Mapping regions of the matrix protein of vesicular stomatitis virus which bind to ribonucleocapsids, liposomes, and monoclonal antibodies.

The matrix (M) protein of vesicular stomatitis virus (VSV) appears to function as a bridge between the ribonucleocapsid (RNP) core and the envelope in assembly of the virion. Two such properties would necessitate at least one site for interaction with the nucleocapsid and one with the envelope. In this study M protein was found to mediate the in vitro binding to RNP cores of phospholipid vesicles, representing membrane structures. The M protein could bind initially to either the vesicles or the RNP cores to promote RNP-vesicle association. A trypsin-resistant fragment (MT) of M protein, missing the initial 43 amino acids from its amino terminus, reconstituted with acidic phospholipid vesicles with the same binding efficiency as did whole M protein, suggesting that the carboxy-terminal 81% retained those regions of the M protein which interact with a lipid bilayer. The MT protein, however, was considerably less efficient than intact M protein as an inhibitor of in vitro virus transcription; almost 2.5-fold more MT protein than intact M protein was required for 50% inhibition of VSV transcription, indicating that a site for interaction with the RNP core may have been lost. A monoclonal antibody which is able to reverse the in vitro inhibition of transcription by M protein did not react by immunoblotting with MT protein.

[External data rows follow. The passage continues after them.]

PR #725, opened 2021-09-15
cli: uninstall command

ndhanushkodi:
Based off of a demo branch @sadjamz worked on here: https://github.com/hashicorp/consul-k8s-cli/tree/uninstall

- `consul-k8s uninstall` uninstalls the Consul Helm installation with options to wipe all data
- If you don't provide the release name/namespace, it will find the release whose metadata.name matches "consul", and then prompt to uninstall that release and any pvcs/secrets based on that.
- You can provide the release name/namespace in a case where you have already `helm uninstall`'ed the consul helm installation, but still have PVCs, Secrets, etc to clean up.
- Note that this PR is difficult to unit test-- acceptance tests are coming as the next task after install/uninstall are complete. The Helm steps are difficult to mock out for reasons mentioned in the install PR:

  - https://github.com/hashicorp/consul-k8s/pull/713#discussion_r705794524

  - https://github.com/hashicorp/consul-k8s/blob/e77da79f99bbd1038f7b3dc203c6492127341e6b/cli/cmd/install/install.go#L338

How I've tested this PR:
Manual testing of the cases mentioned below, a few unit tests.

1) Code review

2) Test it out:
`cd cli`
`go build -o ./bin/consul-k8s`
`./bin/consul-k8s uninstall`
If you can test out the command with the following flags and let me know if you have behaviour suggestions. 
  a) no flags
  b) -name and -namespace set
  c) -auto-approve
  d) -wipe-all-data

Checklist:
- [x] Tests added
- [ ] CHANGELOG entry added 

### DIFF
--- a/cli/README.md
+++ b/cli/README.md
@@ -109,12 +109,10 @@ Command Options:
       Namespace for the Consul installation.
 
   -wipe-data
-      This behaviour of this flag depends on the value of -auto-approve.
-      When -wipe-data=true, the CLI will delete PVCs and Secrets if
-      -auto-approve=true. When -wipe-data=false, the CLI will prompt to
-      wipe PVCs and Secrets if -auto-approve=false, and skip wiping them
-      if -auto-approve=true. Only set this to true when persisted data from
-      previous installations is no longer necessary. The default is false.
+      When used in combination with -auto-approve, all persisted data (PVCs
+      and Secrets) from previous installations will be deleted. Only set this
+      to true when data from previous installations is no longer necessary.
+      The default is false.
 
 Global Options:
 
--- a/cli/README.md
+++ b/cli/README.md
@@ -4,7 +4,7 @@ This repository contains a CLI tool for installing and operating [Consul](https:
 
 ## Installation & Setup
 Currently the tool is not available on any releases page. Instead clone the repository and run `go build -o bin/consul-k8s`
-and proceed to run the binary.
+from this directory and proceed to run the binary.
 
 ## Commands
 * [consul-k8s install](#consul-k8s-install)
@@ -94,17 +94,16 @@ consul-k8s uninstall
 
 ```
 Usage: kubectl consul uninstall [options]
+Uninstall Consul with options to delete data and resources associated with Consul installation.
 
-Uninstall Consul and clean up all data.
-Any data store in Consul will not be recoverable.
 Command Options:
 
   -auto-approve
       Skip approval prompt for uninstalling Consul. The default is false.
 
   -name=<string>
-      Name of the installation. This will be prefixed to resources installed
-      on the cluster.
+      Name of the installation. This can be used to uninstall and/or delete
+      the resources of a specific Helm release.
 
   -namespace=<string>
       Namespace for the Consul installation.
@@ -127,6 +126,4 @@ Global Options:
 
   -kubeconfig=<string>
       Path to kubeconfig file. This is aliased as "-c".
-
-
 ```
--- a/cli/README.md
+++ b/cli/README.md
@@ -8,6 +8,7 @@ and proceed to run the binary.
 
 ## Commands
 * [consul-k8s install](#consul-k8s-install)
+* [consul-k8s uninstall](#consul-k8s-uninstall)
 
 ### consul-k8s install
 This command installs Consul on a Kubernetes cluster. It allows `demo` and `secure` installations via preset configurations
@@ -79,5 +80,53 @@ Global Options:
 
   -kubeconfig=<string>
       Path to kubeconfig file. This is aliased as "-c".
+
+```
+
+### consul-k8s uninstall
+This command uninstalls Consul on Kubernetes, while prompting whether to uninstall the release and whether to delete all
+related resources such as PVCs, Secrets, and ServiceAccounts.
+
+Get started with:
+```bash
+consul-k8s uninstall
+```
+
+```
+Usage: kubectl consul uninstall [options]
+
+Uninstall Consul and clean up all data.
+Any data store in Consul will not be recoverable.
+Command Options:
+
+  -auto-approve
+      Skip approval prompt for uninstalling Consul. The default is false.
+
+  -name=<string>
+      Name of the installation. This will be prefixed to resources installed
+      on the cluster.
+
+  -namespace=<string>
+      Namespace for the Consul installation.
+
+  -skip-wipe-data
+      Skip deleting all PVCs, Secrets, and Service Accounts associated with
+      Consul Helm installation without prompting for approval to delete. The
+      default is false.
+
+  -wipe-data
+      Delete all PVCs, Secrets, and Service Accounts associated with Consul
+      Helm installation without prompting for approval to delete. Only use
+      this when persisted data from previous installations is no longer
+      necessary. The default is false.
+
+Global Options:
+
+  -context=<string>
+      Kubernetes context to use.
+
+  -kubeconfig=<string>
+      Path to kubeconfig file. This is aliased as "-c".
+
 
 ```
--- a/cli/README.md
+++ b/cli/README.md
@@ -108,16 +108,13 @@ Command Options:
   -namespace=<string>
       Namespace for the Consul installation.
 
-  -skip-wipe-data
-      Skip deleting all PVCs, Secrets, and Service Accounts associated with
-      Consul Helm installation without prompting for approval to delete. The
-      default is false.
-
   -wipe-data
-      Delete all PVCs, Secrets, and Service Accounts associated with Consul
-      Helm installation without prompting for approval to delete. Only use
-      this when persisted data from previous installations is no longer
-      necessary. The default is false.
+      This behaviour of this flag depends on the value of -auto-approve.
+      When -wipe-data=true, the CLI will delete PVCs and Secrets if
+      -auto-approve=true. When -wipe-data=false, the CLI will prompt to
+      wipe PVCs and Secrets if -auto-approve=false, and skip wiping them
+      if -auto-approve=true. Only set this to true when persisted data from
+      previous installations is no longer necessary. The default is false.
 
 Global Options:
 
--- a/cli/README.md
+++ b/cli/README.md
@@ -93,7 +93,7 @@ consul-k8s uninstall
 ```
 
 ```
-Usage: kubectl consul uninstall [options]
+Usage: consul-k8s uninstall [flags]
 Uninstall Consul with options to delete data and resources associated with Consul installation.
 
 Command Options:
@@ -107,6 +107,9 @@ Command Options:
 
   -namespace=<string>
       Namespace for the Consul installation.
+
+  -timeout=<string>
+      Timeout to wait for uninstall. The default is 10m.
 
   -wipe-data
       When used in combination with -auto-approve, all persisted data (PVCs
--- a/cli/cmd/common/utils.go
+++ b/cli/cmd/common/utils.go
@@ -1,0 +1,11 @@
+package common
+
+import "strings"
+
+func PrefixLines(prefix, lines string) string {
+	var prefixedLines string
+	for _, l := range strings.Split(lines, "\n") {
+		prefixedLines += prefix + l + "\n"
+	}
+	return strings.TrimSuffix(prefixedLines, "\n")
+}
--- a/cli/cmd/common/utils.go
+++ b/cli/cmd/common/utils.go
@@ -2,10 +2,11 @@ package common
 
 import "strings"
 
-func PrefixLines(prefix, lines string) string {
-	var prefixedLines string
-	for _, l := range strings.Split(lines, "\n") {
-		prefixedLines += prefix + l + "\n"
+// Abort returns true if the raw input string is not equal to "y" or "yes".
+func Abort(raw string) bool {
+	confirmation := strings.TrimSuffix(raw, "\n")
+	if !(strings.ToLower(confirmation) == "y" || strings.ToLower(confirmation) == "yes") {
+		return true
 	}
-	return strings.TrimSuffix(prefixedLines, "\n")
+	return false
 }
--- a/cli/cmd/common/utils.go
+++ b/cli/cmd/common/utils.go
@@ -10,6 +10,11 @@ import (
 	"k8s.io/cli-runtime/pkg/genericclioptions"
 )
 
+const (
+	DefaultReleaseName      = "consul"
+	DefaultReleaseNamespace = "consul"
+)
+
 // Abort returns true if the raw input string is not equal to "y" or "yes".
 func Abort(raw string) bool {
 	confirmation := strings.TrimSuffix(raw, "\n")
--- a/cli/cmd/common/utils.go
+++ b/cli/cmd/common/utils.go
@@ -1,6 +1,14 @@
 package common
 
-import "strings"
+import (
+	"fmt"
+	"os"
+	"strings"
+
+	"helm.sh/helm/v3/pkg/action"
+	helmCLI "helm.sh/helm/v3/pkg/cli"
+	"k8s.io/cli-runtime/pkg/genericclioptions"
+)
 
 // Abort returns true if the raw input string is not equal to "y" or "yes".
 func Abort(raw string) bool {
@@ -9,4 +17,18 @@ func Abort(raw string) bool {
 		return true
 	}
 	return false
+}
+
+// InitActionConfig initializes a Helm Go SDK action configuration. This function currently uses a hack to override the
+// namespace field that gets set in the K8s client set up by the SDK.
+func InitActionConfig(actionConfig *action.Configuration, namespace string, settings *helmCLI.EnvSettings, logger action.DebugLog) (*action.Configuration, error) {
+	getter := settings.RESTClientGetter()
+	configFlags := getter.(*genericclioptions.ConfigFlags)
+	configFlags.Namespace = &namespace
+	err := actionConfig.Init(settings.RESTClientGetter(), namespace,
+		os.Getenv("HELM_DRIVER"), logger)
+	if err != nil {
+		return nil, fmt.Errorf("error setting up helm action configuration to find existing installations: %s", err)
+	}
+	return actionConfig, nil
 }
--- a/cli/cmd/install/install.go
+++ b/cli/cmd/install/install.go
@@ -86,82 +86,80 @@ func (c *Command) init() {
 	}
 
 	c.set = flag.NewSets()
-	{
-		f := c.set.NewSet("Command Options")
-		f.BoolVar(&flag.BoolVar{
-			Name:    flagNameAutoApprove,
-			Target:  &c.flagAutoApprove,
-			Default: defaultAutoApprove,
-			Usage:   "Skip confirmation prompt.",
-		})
-		f.BoolVar(&flag.BoolVar{
-			Name:    flagNameDryRun,
-			Target:  &c.flagDryRun,
-			Default: defaultDryRun,
-			Usage:   "Run pre-install checks and display summary of installation.",
-		})
-		f.StringSliceVar(&flag.StringSliceVar{
-			Name:    flagNameConfigFile,
-			Aliases: []string{"f"},
-			Target:  &c.flagValueFiles,
-			Usage:   "Path to a file to customize the installation, such as Consul Helm chart values file. Can be specified multiple times.",
-		})
-		f.StringVar(&flag.StringVar{
-			Name:    flagNameNamespace,
-			Target:  &c.flagNamespace,
-			Default: defaultNamespace,
-			Usage:   "Namespace for the Consul installation.",
-		})
-		f.StringVar(&flag.StringVar{
-			Name:    flagNamePreset,
-			Target:  &c.flagPreset,
-			Default: defaultPreset,
-			Usage:   fmt.Sprintf("Use an installation preset, one of %s. Defaults to none", strings.Join(presetList, ", ")),
-		})
-		f.StringSliceVar(&flag.StringSliceVar{
-			Name:   flagNameSetValues,
-			Target: &c.flagSetValues,
-			Usage:  "Set a value to customize. Can be specified multiple times. Supports Consul Helm chart values.",
-		})
-		f.StringSliceVar(&flag.StringSliceVar{
-			Name:   flagNameFileValues,
-			Target: &c.flagFileValues,
-			Usage: "Set a value to customize via a file. The contents of the file will be set as the value. Can be " +
-				"specified multiple times. Supports Consul Helm chart values.",
-		})
-		f.StringSliceVar(&flag.StringSliceVar{
-			Name:   flagNameSetStringValues,
-			Target: &c.flagSetStringValues,
-			Usage:  "Set a string value to customize. Can be specified multiple times. Supports Consul Helm chart values.",
-		})
-		f.StringVar(&flag.StringVar{
-			Name:    flagNameTimeout,
-			Target:  &c.flagTimeout,
-			Default: defaultTimeout,
-			Usage:   "Timeout to wait for installation to be ready.",
-		})
-		f.BoolVar(&flag.BoolVar{
-			Name:    flagNameWait,
-			Target:  &c.flagWait,
-			Default: defaultWait,
-			Usage:   "Determines whether to wait for resources in installation to be ready before exiting command.",
-		})
+	f := c.set.NewSet("Command Options")
+	f.BoolVar(&flag.BoolVar{
+		Name:    flagNameAutoApprove,
+		Target:  &c.flagAutoApprove,
+		Default: defaultAutoApprove,
+		Usage:   "Skip confirmation prompt.",
+	})
+	f.BoolVar(&flag.BoolVar{
+		Name:    flagNameDryRun,
+		Target:  &c.flagDryRun,
+		Default: defaultDryRun,
+		Usage:   "Run pre-install checks and display summary of installation.",
+	})
+	f.StringSliceVar(&flag.StringSliceVar{
+		Name:    flagNameConfigFile,
+		Aliases: []string{"f"},
+		Target:  &c.flagValueFiles,
+		Usage:   "Path to a file to customize the installation, such as Consul Helm chart values file. Can be specified multiple times.",
+	})
+	f.StringVar(&flag.StringVar{
+		Name:    flagNameNamespace,
+		Target:  &c.flagNamespace,
+		Default: defaultNamespace,
+		Usage:   "Namespace for the Consul installation.",
+	})
+	f.StringVar(&flag.StringVar{
+		Name:    flagNamePreset,
+		Target:  &c.flagPreset,
+		Default: defaultPreset,
+		Usage:   fmt.Sprintf("Use an installation preset, one of %s. Defaults to none", strings.Join(presetList, ", ")),
+	})
+	f.StringSliceVar(&flag.StringSliceVar{
+		Name:   flagNameSetValues,
+		Target: &c.flagSetValues,
+		Usage:  "Set a value to customize. Can be specified multiple times. Supports Consul Helm chart values.",
+	})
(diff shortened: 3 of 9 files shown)


cli/README.md
```diff
@@ -69,3 +70,51 @@ Global Flags:
...
+
+Get started with:
+```bash
+consul-k8s uninstall
+```
+
+```
+Usage: kubectl consul uninstall [options]
+
+Uninstall Consul and clean up all data.
```
kschoche, line 86:
```suggestion
Uninstall Consul and delete all data.
```

cli/README.md
```diff
@@ -69,3 +70,51 @@ Global Flags:
...
+Any data store in Consul will not be recoverable.
```
kschoche, line 87:
```suggestion
Any data stored in Consul will not be recoverable.
```

cli/README.md
```diff
@@ -69,3 +70,51 @@ Global Flags:
...
+Command Options:
+
+  -auto-approve
+      Skip approval prompt for uninstalling Consul. The default is false.
+
+  -name=<string>
+      Name of the installation. This will be prefixed to resources installed
+      on the cluster.
```
kschoche, line 95: I'm pretty sure this is a copy/pasta issue, but I'm not sure why we need the second sentence in the context of uninstall? :)

cli/README.md
```diff
@@ -69,3 +70,51 @@ Global Flags:
...
+  -skip-wipe-data
+      Skip deleting all PVCs, Secrets, and Service Accounts associated with
+      Consul Helm installation without prompting for approval to delete. The
+      default is false.
+
+  -wipe-data
+      Delete all PVCs, Secrets, and Service Accounts associated with Consul
+      Helm installation without prompting for approval to delete. Only use
+      this when persisted data from previous installations is no longer
+      necessary. The default is false.
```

Partial tryptic digests of the M protein probed with this monoclonal antibody indicated that epitope 1 lies between amino acid residues 18 and 43. This region appears to be a site that promotes interaction of the M protein with the RNP core of VSV. Monoclonal antibodies to epitopes 2 and 3, which exhibit some overlap in binding to M protein but do not reverse transcription inhibition, were mapped by cleavage with N-chlorosuccinimide at regions in a carboxy direction from epitope 1.[1]